There was a short period of time a few years ago where it was very popular to use "dripping" as a scare-word in the news media - I think it sounded enough like slang associated with illegal drug use (like "mainlining" or "tweaking") that it was effective in convincing people it was something fundamentally different/dangerous/sinister, when it was just a different mode of soaking a piece of cotton with liquid.

Now, that knife cuts both ways - if dripping is not fundamentally that different than normal "tank" use was/is, then it's subject to the same weaknesses - I.E. if the formaldehyde problem was shown to be an actual effect at non-dry-hit voltages, you'd expect it to be a problem in both cases.

With all that said, this article is less about "think e-cigarettes are safe, please" so much as it is being concerned with researches assuming their expertise generalizes into fields they don't know much about, and not doing the necessary legwork because of that assumption.

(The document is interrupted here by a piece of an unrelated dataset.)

PR #39, opened 2018-10-15
Fixed arguments for reduce kernels to match with launch parameters

adityaatluri:


adityaatluri:
The diff is just cosmetic. It will get fixed after next commits clang-format run.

That's better for everyone in every scenario; if e-cigarettes are safer than cigarettes, then we don't get false positives on danger, and if they are a horrible dangerous thing then we don't waste time with study results that don't mean anything because they don't reflect actual use scenarios.

As an afterthought: One thing that was more dangerous about dripping was something that was indirectly associated with it, though; it was typical for a long time (2-3 years) to drip on an "unregulated" battery unit, one that didn't have automatic electronic cut-off switches if the device was running at an amperage dangerous to the battery, or that would shut off demand to the lithium cell in an undercharge situation. So there were some documented cases where the devices would short and cause fires/explosions, similar to when Samsung Galaxy cell phones were exploding in 2016, but a bit worse because the device might be inside your mouth at the time of the explosion.